PR #911, opened 2026-09-05
[6/N] iOS 27 Crash Extension Support

naftaly:
The iOS 27 CrashReportExtension work, rebased onto the restacked 3.0 branch. An extension process links the new CrashReportExtension product and installs with `KSCrash.shared.installForExtensionReporting(with:)`; each corpse becomes a standard KSCrash report, stamped with the crashed run's id and stitched from its embedded snapshot at read time. The app lists the same `ExtensionConfiguration` value in `SendConfiguration.extensionAreas`, and every send first drains those shared areas into its own store, so extension reports ride the next send.

The report model now carries the embedded snapshot (`Report.corpse`), the corpse monitor's scratch section lives at a private key rather than the public `monitor_data` namespace, and the one-install-per-process test constraint is documented with suites that share the process instead of failing on order.

---
**Stack** (bottom to top):
- 1/N: #909
- 2/N: #910
- 3/N: #898
- 4/N: #904
- 5/N: #906
- 6/N: #911 **(this PR)**
- 7/N: #917
- 8/N: #919


kstenerud:
Looks good. Two minor things.

**`g_memoryTestBuffer`'s comment**

```c
// Shared scratch buffer for the readability probes. Single-threaded use only (report generation).
```

Report generation isn't single-threaded. `MAX_SIMULTANEOUS_EXCEPTIONS` is there so several threads can handle events at once, and `isThreadAlreadyHandlingAnException` only rejects the same thread or the offending thread. MetricKit's subscriber, the profiler and the watchdog can all be writing at once.

Harmless as written, since the buffer is a write-only destination and every decision comes from `copySafely`'s byte count. It stops being harmless if someone reads from it, which the comment invites. Worth saying what it actually is: a scratch destination whose contents are never read.

**Three hardcoded ids in `writeError`**

```c
if (strncmp(crash->monitorId, KSCrashExcType_Profile, ...) == 0) { ... }
else if (strncmp(crash->monitorId, KSCrashField_Corpse, ...) == 0) { ... }
else { /* monitor_data.<id> */ }
```

The bodies differ only in which object gets opened. Every new built-in typed section adds a branch, and the writer ends up holding knowledge about specific monitors. A section-key field on the API table would put it with the monitor instead. Related to #927.

kstenerud (approved):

#### EXERCISE OBJECTIVE:
What is needed is a word-for-word copy of all the entries.

#### SOLUTION:
PR #911, opened 2026-09-05
[6/N] iOS 27 Crash Extension Support

naftaly:
The iOS 27 CrashReportExtension work, rebased onto the restacked 3.0 branch. An extension process links the new CrashReportExtension product and installs with `KSCrash.shared.installForExtensionReporting(with:)`; each corpse becomes a standard KSCrash report, stamped with the crashed run's id and stitched from its embedded snapshot at read time. The app lists the same `ExtensionConfiguration` value in `SendConfiguration.extensionAreas`, and every send first drains those shared areas into its own store, so extension reports ride the next send.

The report model now carries the embedded snapshot (`Report.corpse`), the corpse monitor's scratch section lives at a private key rather than the public `monitor_data` namespace, and the one-install-per-process test constraint is documented with suites that share the process instead of failing on order.

---
**Stack** (bottom to top):
- 1/N: #909
- 2/N: #910
- 3/N: #898
- 4/N: #904
- 5/N: #906
- 6/N: #911 **(this PR)**
- 7/N: #917
- 8/N: #919


kstenerud:
Looks good. Two minor things.

**`g_memoryTestBuffer`'s comment**

```c
// Shared scratch buffer for the readability probes. Single-threaded use only (report generation).
```

Report generation isn't single-threaded. `MAX_SIMULTANEOUS_EXCEPTIONS` is there so several threads can handle events at once, and `isThreadAlreadyHandlingAnException` only rejects the same thread or the offending thread. MetricKit's subscriber, the profiler and the watchdog can all be writing at once.

Harmless as written, since the buffer is a write-only destination and every decision comes from `copySafely`'s byte count. It stops being harmless if someone reads from it, which the comment invites. Worth saying what it actually is: a scratch destination whose contents are never read.

**Three hardcoded ids in `writeError`**

```c
if (strncmp(crash->monitorId, KSCrashExcType_Profile, ...) == 0) { ... }
else if (strncmp(crash->monitorId, KSCrashField_Corpse, ...) == 0) { ... }
else { /* monitor_data.<id> */ }
```

The bodies differ only in which object gets opened. Every new built-in typed section adds a branch, and the writer ends up holding knowledge about specific monitors. A section-key field on the API table would put it with the monitor instead. Related to #927.

kstenerud (approved):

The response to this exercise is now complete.